We've been here, too, testament to dissatisfaction's mysterious attraction, but we've lived on the right side of the tracks. When people think of Denver, they think of The Rocky Mountains, and one can see the Eastern edge of those, The so-called Front Range, looming along the western horizon, but Denver's geographically in Kansas. Fine dining there leans toward prime buffalo cuts and what I refer to as Railroad Chinese, restaurants apparently founded by slave labor immigrants back when we were still building railroads, when fresh vegetables favored canned peas and dehydrated potatoes, heavy on the MSG, please. Truth hurts and so does supper out. The economy utterly depends upon extractive industries: mineral, oil, and gas exploration, and the attitude accompanying them, which justifies an extraordinary amount of pillaging of public lands and the much-vaunted lifestyles that behavior brings. It has more mega-churches than most entire regions, and damned well needs them. Once staunchly Republican, it's gone purple, now blue, probably due to The Muse's and my influence during our stay.
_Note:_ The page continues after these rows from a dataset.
PR #1040, opened 2026-05-23
feat: add per-agent-profile environment variables

Foprta:
## Summary
- Add `env_vars` to agent profiles (DB, API, launch merge into agent subprocess env)
- Settings UI on agent profile page (reuse `EnvVarsCard`, secret-backed values)
- Profile env fills missing keys only; office/executor env wins on collisions

## Test plan
- [x] Save env vars on Claude profile, start task, verify subprocess receives them
- [ ] Secret-backed env var resolves at launch
- [ ] Existing executor profile env still works alongside profile env

Made with [Cursor](https://cursor.com)

### DIFF
--- a/apps/backend/internal/agent/runtime/lifecycle/manager_launch.go
+++ b/apps/backend/internal/agent/runtime/lifecycle/manager_launch.go
@@ -313,7 +313,6 @@ func (m *Manager) launchPrepareRequest(req *LaunchRequest, profileInfo *AgentPro
 		if profileInfo.AutoApprove {
 			reqWithWorktree.Env["AGENTCTL_AUTO_APPROVE_PERMISSIONS"] = "true"
 		}
-		m.mergeAgentProfileEnvFromInfo(context.Background(), profileInfo, reqWithWorktree.Env)
 	}
 	mergeRouteOverrideEnv(&reqWithWorktree)
 	return reqWithWorktree, executionID
@@ -419,7 +418,7 @@ func (m *Manager) launchBuildExecutorRequest(ctx context.Context, executionID st
 		return nil, nil, nil, fmt.Errorf("no runtime configured: %w", err)
 	}
 
-	env := m.buildEnvForExecution(executionID, reqWithWorktree, agentConfig)
+	env := m.buildEnvForExecution(ctx, executionID, reqWithWorktree, agentConfig)
 
 	acpMcpServers, err := m.resolveMcpServersWithParams(ctx, reqWithWorktree.AgentProfileID, reqWithWorktree.Metadata, agentConfig)
 	if err != nil {
@@ -929,7 +928,7 @@ func (m *Manager) SetExecutionDescription(_ context.Context, executionID string,
 }
 
 // SetExecutionEnv stores per-run environment variables for the next agent subprocess start.
-func (m *Manager) SetExecutionEnv(ctx context.Context, executionID string, env map[string]string) error {
+func (m *Manager) SetExecutionEnv(_ context.Context, executionID string, env map[string]string) error {
 	execution, exists := m.executionStore.Get(executionID)
 	if !exists {
 		return fmt.Errorf("execution %q not found", executionID)
@@ -937,12 +936,7 @@ func (m *Manager) SetExecutionEnv(ctx context.Context, executionID string, env m
 	if execution.Metadata == nil {
 		execution.Metadata = make(map[string]interface{})
 	}
-	merged := cloneStringMap(env)
-	if merged == nil {
-		merged = make(map[string]string)
-	}
-	m.mergeAgentProfileEnv(ctx, execution.AgentProfileID, merged)
-	execution.Metadata["runtime_env"] = merged
+	execution.Metadata["runtime_env"] = cloneStringMap(env)
 	return nil
 }
 
@@ -1059,6 +1053,7 @@ func (m *Manager) configureAndStartAgent(ctx context.Context, execution *AgentEx
 	if taskDescription != "" {
 		env["TASK_DESCRIPTION"] = taskDescription
 	}
+	m.mergeAgentProfileEnv(ctx, execution.AgentProfileID, env)
 
 	if err := execution.agentctl.ConfigureAgent(ctx, execution.AgentCommand, env, approvalPolicy, execution.ContinueCommand); err != nil {
 		return "", fmt.Errorf("failed to configure agent: %w", err)
--- a/apps/backend/internal/agent/runtime/lifecycle/manager_launch.go
+++ b/apps/backend/internal/agent/runtime/lifecycle/manager_launch.go
@@ -412,13 +412,13 @@ func (r *prepareProgressRecorder) recordStep(step PrepareStep, index int) {
 
 // launchBuildExecutorRequest resolves MCP servers, builds the ExecutorCreateRequest,
 // and creates the runtime instance.
-func (m *Manager) launchBuildExecutorRequest(ctx context.Context, executionID string, reqWithWorktree *LaunchRequest, agentConfig agents.Agent, mainRepoGitDir, worktreeID, worktreeBranch string, onProgress PrepareProgressCallback) (*ExecutorCreateRequest, *ExecutorInstance, ExecutorBackend, error) {
+func (m *Manager) launchBuildExecutorRequest(ctx context.Context, executionID string, reqWithWorktree *LaunchRequest, agentConfig agents.Agent, profileInfo *AgentProfileInfo, mainRepoGitDir, worktreeID, worktreeBranch string, onProgress PrepareProgressCallback) (*ExecutorCreateRequest, *ExecutorInstance, ExecutorBackend, error) {
 	rt, err := m.getExecutorBackend(reqWithWorktree.ExecutorType)
 	if err != nil {
 		return nil, nil, nil, fmt.Errorf("no runtime configured: %w", err)
 	}
 
-	env := m.buildEnvForExecution(ctx, executionID, reqWithWorktree, agentConfig)
+	env := m.buildEnvForExecution(ctx, executionID, reqWithWorktree, agentConfig, profileInfo)
 
 	acpMcpServers, err := m.resolveMcpServersWithParams(ctx, reqWithWorktree.AgentProfileID, reqWithWorktree.Metadata, agentConfig)
 	if err != nil {
@@ -808,7 +808,7 @@ func (m *Manager) launchInternal(ctx context.Context, req *LaunchRequest) (*Agen
 	if req.ACPSessionID == "" {
 		runtimeProgress = progressRecorder.Callback(progressRecorder.Len())
 	}
-	execReq, execInstance, rt, err := m.launchBuildExecutorRequest(ctx, executionID, &reqWithWorktree, agentConfig, mainRepoGitDir, worktreeID, worktreeBranch, runtimeProgress)
+	execReq, execInstance, rt, err := m.launchBuildExecutorRequest(ctx, executionID, &reqWithWorktree, agentConfig, profileInfo, mainRepoGitDir, worktreeID, worktreeBranch, runtimeProgress)
 	if err != nil {
 		m.publishLaunchPrepareCompleted(req, prepResult, progressRecorder, workspacePath, false, err)
 		return nil, err
@@ -833,6 +833,9 @@ func (m *Manager) launchInternal(ctx context.Context, req *LaunchRequest) (*Agen
 	// Build the in-memory AgentExecution from the runtime instance. Extracted
 	// to keep launchInternal under the cyclomatic-complexity budget.
 	execution := m.buildExecutionFromInstance(req, execReq, execInstance, rt, profileInfo, agentConfig, prepResult)
+	if profileInfo != nil && len(profileInfo.EnvVars) > 0 {
+		m.cacheResolvedProfileEnv(execution, m.resolveAgentProfileEnvVars(ctx, profileInfo.EnvVars))
+	}
 
 	// Track + persist + publish. Returns the rollback error if Add lost a race.
 	if err := m.registerAndPublishExecution(ctx, execution, rt, execInstance, req.SessionID); err != nil {
@@ -1053,7 +1056,7 @@ func (m *Manager) configureAndStartAgent(ctx context.Context, execution *AgentEx
 	if taskDescription != "" {
 		env["TASK_DESCRIPTION"] = taskDescription
 	}
-	m.mergeAgentProfileEnv(ctx, execution.AgentProfileID, env)
+	m.mergeAgentProfileEnvForExecution(ctx, execution, env)
 
 	if err := execution.agentctl.ConfigureAgent(ctx, execution.AgentCommand, env, approvalPolicy, execution.ContinueCommand); err != nil {
 		return "", fmt.Errorf("failed to configure agent: %w", err)
--- a/apps/backend/internal/agent/runtime/lifecycle/manager_launch.go
+++ b/apps/backend/internal/agent/runtime/lifecycle/manager_launch.go
@@ -313,6 +313,7 @@ func (m *Manager) launchPrepareRequest(req *LaunchRequest, profileInfo *AgentPro
 		if profileInfo.AutoApprove {
 			reqWithWorktree.Env["AGENTCTL_AUTO_APPROVE_PERMISSIONS"] = "true"
 		}
+		m.mergeAgentProfileEnvFromInfo(context.Background(), profileInfo, reqWithWorktree.Env)
 	}
 	mergeRouteOverrideEnv(&reqWithWorktree)
 	return reqWithWorktree, executionID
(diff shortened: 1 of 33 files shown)


apps/web/lib/api/domains/agent-profile-normalize.test.ts
```diff
@@ -13,6 +13,7 @@ describe("normalizeAgentProfile", () => {
       mode: "acp",
       allow_indexing: true,
       cli_flags: [{ flag: "--verbose", description: "v", enabled: true }],
+      env_vars: [{ key: "ANTHROPIC_BASE_URL", value: "https://api.example" }],
```
carlosflorencio: [blocker] CI fails here. `--max-warnings 0` plus the `sonarjs/no-duplicate-string` rule (threshold 4) trips on `"ANTHROPIC_BASE_URL"` appearing four times in this file. Hoist it to a const at the top of the file (e.g. `const ANTHROPIC_BASE_URL_KEY = "ANTHROPIC_BASE_URL"`) and reuse it. Confirmed locally with `pnpm --filter @kandev/web lint`.

apps/backend/internal/agent/settings/handlers/handlers.go
```diff
@@ -380,6 +383,7 @@ func (h *Handlers) httpCreateProfile(c *gin.Context) {
 		AllowIndexing:  body.AllowIndexing,
 		CLIPassthrough: body.CLIPassthrough,
 		CLIFlags:       body.CLIFlags,
+		EnvVars:        body.EnvVars,
```
carlosflorencio, line 386: [suggestion] Validation errors from `validateProfileEnvVarDTOs` (duplicate key, value+secret_id set together, key contains `=` or null byte) bubble up through `CreateProfile`/`UpdateProfile` and get mapped to a generic 500 with "failed to create/update profile". The user sees a server error instead of the actionable message. Either define an `ErrInvalidProfileInput` sentinel in the controller and map it to 400 with the underlying message, or use `errors.As` on a typed validation error. Same pattern this file already uses for `ErrAgentProfileNotFound`. Applies to both the create handler here and the update handler around line 438.

apps/backend/internal/agent/settings/controller/profile_crud.go
```diff
@@ -301,6 +315,53 @@ func cliFlagsFromDTO(in []dto.CLIFlagDTO) []models.CLIFlag {
...
+	for _, ev := range in {
+		if strings.TrimSpace(ev.Key) == "" {
+			continue
+		}
+		out = append(out, models.ProfileEnvVar{
+			Key:      strings.TrimSpace(ev.Key),
+			Value:    ev.Value,
+			SecretID: ev.SecretID,
+		})
+	}
```
carlosflorencio, line 340: [suggestion] `validateProfileEnvVarDTOs` checks key uniqueness, '=', and null bytes, but there's no cap on entry count, key length, or value length. The JSON blob is persisted to a SQLite TEXT column with no DB-side limit and then materialized into every agent subprocess environ. A user pasting a multi-MB blob would bloat the row and slow every launch for that profile. Add something generous but bounded (e.g. <=100 entries, key <=256 chars, value <=8 KiB). One pass in this function plus a UI hint covers it.

apps/backend/internal/agent/settings/controller/profile_crud.go
```diff
@@ -301,6 +315,53 @@ func cliFlagsFromDTO(in []dto.CLIFlagDTO) []models.CLIFlag {
...
+	return out
+}
+
```
carlosflorencio, line 343: [suggestion] Profile env can supply `KANDEV_*` keys. Today three call sites (`buildEnvForExecution`, `buildPassthroughEnv`, `configureAndStartAgent`) all happen to either stamp `KANDEV_*` before the fill-missing merge or read from a `runtime_env` snapshot that already contains them, so the user can't actually impersonate `KANDEV_TASK_ID` / `KANDEV_SESSION_ID` / `KANDEV_INSTANCE_ID` today. But that's a cross-file invariant nobody enforces. Cheaper to reject keys starting with `KANDEV_` (and maybe `TASK_DESCRIPTION`) right here in validation and stop worrying about call order downstream.

apps/web/components/settings/agent-profile-page.tsx
```diff
@@ -159,6 +166,64 @@ function ProfileSettingsCard({
...
+  onChange: (patch: Partial<AgentProfile>) => void;
+};
+
+function ProfileEnvVarsSection({ savedProfile, onChange }: ProfileEnvVarsSectionProps) {
+  const { items: secrets } = useSecrets();
+  const handleChange = useCallback((envVars: ProfileEnvVar[]) => onChange({ envVars }), [onChange]);
+
+  return (
+    <ProfileEnvVarsEditor
+      key={savedProfile.updatedAt}
```
carlosflorencio: [suggestion] `ProfileEnvVarsSection` reads `savedProfile.envVars` and uses `key={savedProfile.updatedAt}` to force a remount on save, while every other field reads from `draft`. The render-loop guards in `updateDraft` (around line 462) and the effect at lines 191-195 only exist because of this mismatch (the two follow-up commits "address profile env review findings" and "prevent profile env var render loop" were both patching around it). Make `ProfileEnvVarsEditor` fully controlled (take `value` + `onChange`, drop the internal `useEnvVarRows` state, drop the `useEffect`, drop the `key={savedProfile.updatedAt}`) and pass `draft.envVars` like every other field. `useEnvVarRows` is already exported so the executor-profile page that depends on it keeps working.

apps/backend/internal/agent/runtime/lifecycle/manager_launch.go
```diff
@@ -1041,6 +1041,7 @@ func (m *Manager) configureAndStartAgent(ctx context.Context, execution *AgentEx
 	if taskDescription != "" {
 		env["TASK_DESCRIPTION"] = taskDescription
 	}
+	m.mergeAgentProfileEnv(ctx, execution.AgentProfileID, env)
```
carlosflorencio: [perf] `mergeAgentProfileEnv` runs twice per launch in the Docker/Standalone path (once via `buildEnvForExecution` in `manager_startup.go:234`, again here). Each call hits `profileResolver.ResolveProfile` (DB) and iterates `secretStore.Reveal` for every secret-backed entry. Secret reveals can be slow depending on the backend. Either resolve once during `buildEnvForExecution` and stash the resolved map on `AgentExecution.Metadata`, or skip the merge here when `runtime_env` is already populated.

apps/backend/internal/agent/runtime/lifecycle/manager_launch_test.go
```diff
@@ -132,6 +132,37 @@ func TestBuildAgentCommand_CLIFlagsAppended(t *testing.T) {
...
+
+	runtimeEnv, ok := execution.Metadata["runtime_env"].(map[string]string)
+	if !ok {
+		t.Fatalf("runtime_env missing or wrong type: %#v", execution.Metadata["runtime_env"])
+	}
+	if runtimeEnv["EXECUTOR_ONLY"] != "executor" {
+		t.Fatalf("executor env missing: %+v", runtimeEnv)
+	}
+	if _, exists := runtimeEnv["PROFILE_ONLY"]; exists {
+		t.Fatalf("profile env vars must not be snapshotted into runtime_env: %+v", runtimeEnv)
```
carlosflorencio, line 190: [suggestion] The PR checklist still has "Secret-backed env var resolves at launch" unchecked. Current tests cover the resolver in isolation (`TestResolveAgentProfileEnvVars_SecretAndValue`) and the persistence layer (`TestAgentProfileEnvVars_Roundtrip`), but nothing exercises the full launch path with a real secret store. Add a test next to this one that goes through `buildEnvForExecution` with a populated profile + in-memory secret store and asserts the resolved value ends up in the returned env map.

apps/backend/internal/agent/settings/store/sqlite.go
```diff
@@ -458,6 +466,10 @@ func (r *sqliteRepository) CreateAgentProfile(ctx context.Context, profile *mode
 	if err != nil {
```
carlosflorencio, line 466: [suggestion] Literal `value` is persisted as plaintext JSON in a TEXT column. The Secret mode exists for sensitive values but nothing in the UI nudges users toward it, and the DB file gets copied around (backups, dev syncing, etc). At minimum add inline guidance in the editor card ("Use Secret for tokens and API keys"). Optionally show a soft warning in the UI when a key matches `*_TOKEN` / `*_API_KEY` / `*_SECRET` and the user picked Value mode. Hard reject is probably too aggressive for a self-hosted tool.

apps/backend/internal/agent/settings/models/models.go
```diff
@@ -4,8 +4,12 @@ import (
 	"time"
 
 	agentusage "github.com/kandev/kandev/internal/agent/usage"
+	taskmodels "github.com/kandev/kandev/internal/task/models"
 )
 
+// ProfileEnvVar is an environment variable entry on an agent profile.
+type ProfileEnvVar = taskmodels.ProfileEnvVar
```
carlosflorencio, line 11: [nit] `ProfileEnvVar = taskmodels.ProfileEnvVar` imports `internal/task/models` for a 3-field struct that has nothing to do with tasks. It's a convenience alias but it flips the dependency arrow (settings now depends on task models) and the canonical type is misnamed once it's shared. Consider moving the canonical struct into a neutral package (e.g. here in `agent/settings/models`, or a tiny `internal/envvars` package) and have the task package alias from there.

carlosflorencio (commented):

Anyway, our moving company offered us free boxes, though the actual price insisted that I drive deep into Kansas to collect them. I actively procrastinated, but The Muse hounded me into acceptance. Yesterday morning, once the overnight snowfall had burned off the roads, I undertook this perilous passage. Their warehouse sits way out near-ish the airport, which says something because the airport's located on the far eastern side of nowhere, Kansas, and very few destinations seem very near there in practice. The freeway between here and there has been under constant construction since this city still thought of itself as a cow town, and features an actual cat food factory as perhaps its most prominent sight to see (and smell) along the way. I expected the usual, bumper to bumper semi-trucks with frantic airport traffic cutting each other off, but I lucked out. I'd taken TheSecondCar, still an alien environment for me with its Donkey Kong navigation system and early prototype cruise control, so I could feel truly at home. I found the drive surprisingly enjoyable, traffic modest if not entirely respectful, and I received a warm welcome once I'd found the promised Receiving window. They took my temperature and passed me paper, opening the gate giving me entry to loading dock 16, where James had been directed to take care of me.
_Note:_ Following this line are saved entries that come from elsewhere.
PR #1063, opened 2026-05-24
fix(office): bound idle-timeout task lookup with caller's context

vimzh:
The idle timeout manager's isTaskTerminal helper queried the office repository with context.Background(), so a stalled DB call could block the calling goroutine indefinitely. The methods are not wired into a request-scoped path in production today, but once OnRunFinished gets attached to an event subscriber or websocket handler, that would translate directly into a stuck request.

Propagate a context.Context through OnRunFinished into isTaskTerminal, and bound the underlying repository call with a 5s timeout derived from the caller's context. The new TestIdleTimeout_CancelledContextDoesNotStartTimer exercises the propagation by passing an already-cancelled context and confirming no idle timer is scheduled.

Existing tests are updated to thread t.Context() through OnRunFinished. Happy-path behavior is unchanged.

There is a near-duplicate IdleTimeoutManager in internal/office/scheduler/idle_timeout.go with the same bug. Left out of this PR to keep it single-concern; happy to follow up with a matching change if you'd prefer it bundled.


carlosflorencio:
Thanks!

PR #1064, opened 2026-05-24
fix(office): stop the backoff timer in channel relay when context is cancelled

vimzh:
sendWithRetry used time.After for its exponential backoff sleep, so a cancelled context returned promptly but left the underlying timer pinned in the Go runtime until it fired. Under repeated retry-then-cancel churn that is a slow goroutine drip and a wasted timer wheel slot per cancellation.

Switch to time.NewTimer with a Stop() on the cancellation branch so the runtime can collect the timer immediately. Behavior on the happy path and on full-retry-exhaustion is unchanged.

Adds TestRelayComment_CancelDuringBackoff to verify the function still returns promptly with context.Canceled and does not sit through the full backoff window.

### DIFF
--- a/apps/backend/internal/office/channels/relay.go
+++ b/apps/backend/internal/office/channels/relay.go
@@ -112,7 +112,13 @@ func (r *ChannelRelay) sendWithRetry(
 			select {
 			case <-timer.C:
 			case <-ctx.Done():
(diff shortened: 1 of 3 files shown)


carlosflorencio:
Thanks for the contributions and small PRs 💪.

PR #1085, opened 2026-05-26
chore: remove orphan helpers, setters, and deprecated wrappers

jcfs:
## Summary
- Remove 12 small dead-code units across the backend: 2 whole files (`internal/agentctl/tracing/executor.go`, `internal/orchestrator/executor/script_template.go`) and 10 orphan methods/functions in otherwise-alive files.
- Includes: 7 `TraceExecutor*` tracing helpers never called from any binary; a deprecated `ResolveScript` wrapper and its now-orphaned `scriptengine.ResolveScript` convenience function; an unwired `handleListExecutors` MCP handler (the sibling profile-handlers ARE wired); five never-called `SetInterval`/`SetIssueTickHook`/`SetMatchHook`/`SetPollInterval` setters across `healthpoll`/`jira`/`linear`/`slack`/`updates`; the redundant `FetchLatestRelease` shim above the alive `FetchLatestReleaseFrom`; the never-called `NewClaudeUsageClient`/`NewCodexUsageClient` shims above the alive `*WithPath` variants; and the never-called `database.Service.Path()` accessor.
- Verified by `golang.org/x/tools/cmd/deadcode -test` and by manual `grep` for each symbol.

## Implementation notes
- Pure deletion; no behavior change.
- Two-step order on the scriptengine pair: `executor.ResolveScript` (caller) deleted before `scriptengine.ResolveScript` (callee), so the callee's transitive deadness becomes visible.
- The `FetchLatestRelease` godoc on `ErrGitHubRateLimited` was updated to point at `FetchLatestReleaseFrom`.

## Test plan
- [x] `make build` succeeds
- [x] `make test` passes (no test count delta expected — deadcode -test already confirmed none of these reach test binaries)
- [x] `make lint` clean
- [x] `grep` for each deleted symbol returns zero hits

## Risks & rollback
- Risk: very low. Each item is grep-verified to have no callers; deletions are mechanical.
- Rollback: `git revert` the deletion commits.


jcfs:
Addressed the Claude review suggestion in 783bdda9: removed `issueTickHook`/`matchHook` fields and their `fireIssueTickHook`/`fireHook` methods from jira, linear, and slack. These were unexported fields that could never be set after the public setters were deleted in the original commits, making the fire methods permanent no-ops.

PR #5846, opened 2024-04-11
feat: asyncFlow and asyncFlowRight methods

andrii-milishchuk:
New methods which duplicates logic of `flow` and `flowRight` but with async functions support


Andrik264:
I've got a problem with my project where I need `flow` and `flowRight` methods but callbacks I pass to the `flow` are async, so I decided to add these 2 new methods to the lib

Trott:
Needs tests.

Andrik264:
So.. what is next?

PR #5852, opened 2024-04-22
Added default value field to toNumber function

kapilkumar-github:
Modified toNumber method to have two parameters
1) value
2) defaultValue - when given value can't be converted into number it will return the default value


Trott:
Needs tests and docs.

Doesn't seem like a great API function signature. If I look at code and see `_.toNumber(something)`, that's clear. If I see `_.toNumber(something, somethingElse)`, I'm not sure what is going on. I'm not sure about the performance implications, but it is probably better to use an options object in this case: `_.toNumber(something, {defaultValue: 0})`

kapilkumar9395:
@Trott thanks for the input. I have made the necessary changes

Trott:
> @Trott thanks for the input. I have made the necessary changes

I'm not a lodash maintainer or anything, so bear that in mind, but I would imagine that the tests should be added to `test/number-coercion-methods.spec.js` rather than creating a separate test file just for additional `toNumber()` tests. That also raises the question of whether symmetric changes should be made to the API of `toFinite()`, `toInteger()`, and  `toSafeInteger()`. But those never return `NaN` so I'm not sure it makes sense.

That in turn raises the issue of whether this API adjustment makes sense. It seems like it would typically be used to return `0` instead of `NaN`, but that's already what `toFinite()` does, and `toFinite()` has the added bonus of returning usable values for `Infinity` and `-Infinity`.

It had been years since I'd visited such an industrial complex. It was larger than most Colorado cities, inside, a vast climate-controlled space beneath one huge roof. James seemed enthusiastically pleased to see me and ferried out all the boxes I needed, even heading back inside for another bundle when we discovered that TheSecondCar could take one more. I envied James his place, though his work address sits in freaking Kansas. His enthusiasm infected me, I guess. I drove back to the right side of the tracks with a grin on my face. Not only had I survived the expedition, I'd made what will very likely be my LastTripToKansas, no small accomplishment. Sooner, now, we'll be gone, and the threat of revisiting the wrong side of the tracks will leave right along with us.